• **WORK INSTRUCTION**:
From the data below, repeat exactly the lines from the line with "a unit vector" to the line with "a corresponding entry.", both included.

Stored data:
PR #239, opened 2025-01-23
Analysis manager refactoring

### LINKED ISSUE #156: Expand vertex file reader to parse particle type and momenta
This would make remage support a wide range of external event generators through `RMGVertexFromFile`. The implementation would need to be a bit more complex than what it is right now, since the input file structure is "jagged". I guess a lot of this is already implemented in `RMGGrabmayrGCReader`.

Actually, "vertex" in `RMGVertexFromFile` was originally intended to refer only to vertex position. We should maybe implement all of this as an additional generator.

ManuelHu:
this got larger then anticipated

* global locking for `RMGAnalysisManager`
* thread-safe interface `RMGAnalysisManager::Access` that automatically handles locking and using the correct ntuple id
* add a **simple** `RMGGeneratorFromFile` to read kinetics data. fixes #156 
* adds more extensive tests for input (see also #236 for a bug discovered with them)

---

implemented columns:

* `g4_pid` is the pdg encoded particle
* `px`/`py`/`pz` are a unit vector
* `ekin` is kinectic energy (in MeV)

storing the `g4_evtid` in the input is not possible: changing event id at runtime is not possible. and the only possibility is reading one row at a time, so we cannot seek back/forth until we find a corresponding entry.

an extension to multiple particles / global start times / etc. should be easy, after the infrastructure is now there; I only implemented the most basic input fields right now.

also the combination of position and kinetics vertices will not be stable between runs, and there is also no nice way. The best option would be to (optionally) also read position data from the `kin` table and use the `kUnconfined` mode.

---

this PR does not yet contain adjustments to the MUSUN reader.  combining the MUSUN reader with any other reading task might (quite certainly _will_) fail in weird ways - but this is not possible from macros, at least.


EricMEsch:
> this PR does not yet contain adjustments to the MUSUN reader. combining the MUSUN reader with any other reading task might (quite certainly will) fail in weird ways - but this is not possible from macros, at least.

I think the best option is to leave the MUSUN reader untouched anyways?

tdixon97:
I think so, for now, in the long run I think the best solution is rewritting these generators as external python packages (also MAURINA) making it much easier to test

include/RMGAnalysisReader.hh
```diff
@@ -18,15 +18,86 @@
...
+#include "G4AutoLock.hh"
 #include "G4ThreeVector.hh"
 #include "G4VAnalysisReader.hh"
 
 #include "RMGVVertexGenerator.hh"
 
-class RMGAnalysisReader {
+/**
+ * @brief wrapper around \ref(G4VAnalasisReader) instances with special handling for LH5 files.
+ *
```
EricMEsch, line 29: > \ref(G4VAnalasisReader)

Should probably be `G4VAnalysisReader?`

include/RMGAnalysisReader.hh
```diff
@@ -18,15 +18,86 @@
...
+ * @details notes for threadsafe use:
+ * - opening/closing can only be performed on the master thread.
+ * - in a multithreaded application, all function calls are guarded by a mutex. Worker
+ * threads can use the reader instance after opening, but only one worker can use the reader at a
+ * time.
+ * - the reader access handles are generally thread-safe, if no other thread uses any
+ * \ref(G4VAnalasisReader) directly.
```
EricMEsch, line 36: Same here

ManuelHu: thanks!

src/RMGGeneratorFromFile.cc
```diff
@@ -0,0 +1,122 @@
...
+namespace u = CLHEP;
+
+RMGAnalysisReader* RMGGeneratorFromFile::fReader = new RMGAnalysisReader();
+
+RMGGeneratorFromFile::RMGGeneratorFromFile() : RMGVGenerator("FromFile") {
+  this->DefineCommands();
+  fGun = std::make_unique<G4ParticleGun>();
+}
+
+void RMGGeneratorFromFile::OpenFile(std::string& name) {
```
tdixon97, line 23: is there a way to also use the units in the LH5

ManuelHu:
> I think the best option is to leave the MUSUN reader untouched anyways?

If we have anything else reading a csv file via the `RMGAnalysisReader`, the musun reader would break in the current state. This is because the `G4*AnalysisReader::Instance()` calls do not actually return new instances, but shared global ones. So ntuple numbers might conflict between the readers, for example. And a lock might needed to avoid conflicts.

But: The only two users of the `RMGAnalysisReader` are _alternatives_ to the MUSUN generator, so there is no useful way where you would get this combination right now.

tests/vertex/macros/pos-lh5.mac
```diff
@@ -2,12 +2,12 @@
...
+/RMG/Generator/Confinement/FromFile/FileName macros/vtx-pos.lh5
 
 /RMG/Generator/Select GPS
 /gps/particle     ion
 /gps/ion          81 208
 /gps/energy       0 keV
 /gps/ang/type     iso
 
-/run/beamOn 10
+/run/beamOn 1000
```
tdixon97, line 13: is 1000 enough?

EricMEsch:
> In the long run I think the best solution is rewritting these generators (also MAURINA) as external python packages, and then using the functionality Manuel has created

Just to make sure that i correctly understand this: this means that the functionality that will be added here allows to read in primary vertices AND GammaCascades with this AnalysisReader (at least from .lh5 and .hdf5) at the same time during runtime?

src/RMGGeneratorFromFile.cc
ManuelHu: Hmm, no simple way at least. except if we want to implement a full unit system in C++. (maybe we could re-use some GDML expressions for this 😅🫣)

the current "stupid" way is to append the unit to the column name (like in our metadata). but that is not useful, because there is no way to test for the availability of columns....

ManuelHu:
this reader should allow to read any number of files at runtime (formats: csv, xml, hdf5, lh5, root) - at the cost of global locking across all file accesses.

but it would not be a drop-in replacement for your hand-coded gamma cascade reader. the analysis reader can only read row-by-row. no going back, no arbitrary seeking, not even a way to reset to the first row; and also no access to meta information (i.e. number of columns, available rows in the file, ...)

src/RMGGeneratorFromFile.cc
ManuelHu: but I can at least prepare something more helpful

tdixon97: At minimum we should then document clearly what is the expected unit.

EricMEsch:
Okay, that sounds great. Sure, this is not a drop-in replacement, I was just wondering if this technically would allow to replace the hand-coded reader later down the line. The only thing one has to think about then is how to structure the gammacascades to deal with these restrictions (which might get pretty complicated and annoying).

ManuelHu:
as the number is low, you could probably read all lines into an array _once_ (i.e. before the run starts). Then you can index into that array at runtime.

src/RMGGeneratorFromFile.cc
ManuelHu: I am now preparing a _very_ simple (and very manual) form of unit handling.

tdixon97:
> Okay, that sounds great. Sure, this is not a drop-in replacement, I was just wondering if this technically would allow to replace the hand-coded reader later down the line. The only thing one has to think about then is how to structure the gammacascades to deal with these restrictions (which might get pretty complicated and annoying).

I think the best solution is to move all that code to python and create an array of kinematics to read into remage. Our philosophy should be to do things in python or julia whenever possible. But this is for the future

EricMEsch:
I will test the musun reader as soon as i find time

tdixon97:
For me it looks ok, but will need testing. Once its merged I can try running some simulations.

EricMEsch:
The musun generator does not seem to be able to read the musun files. I first figured out that the ending `.dat` is not recognized (which is kinda annoying, as i use that ending for large input files that are supposed to be ignored by git and use `.csv` for shorter files that are supposed to be copied on the git).

But thats not the only issue. When i use the `MUSUN_100_events.csv` file that can be found in `examples/05-MUSUN`, i get: 
image

ManuelHu:
@EricMEsch the MUSUN reader should now work - I also added an automated test to run the example.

• **TASK RESPONSE**:
* `px`/`py`/`pz` are a unit vector
* `ekin` is kinectic energy (in MeV)

storing the `g4_evtid` in the input is not possible: changing event id at runtime is not possible. and the only possibility is reading one row at a time, so we cannot seek back/forth until we find a corresponding entry.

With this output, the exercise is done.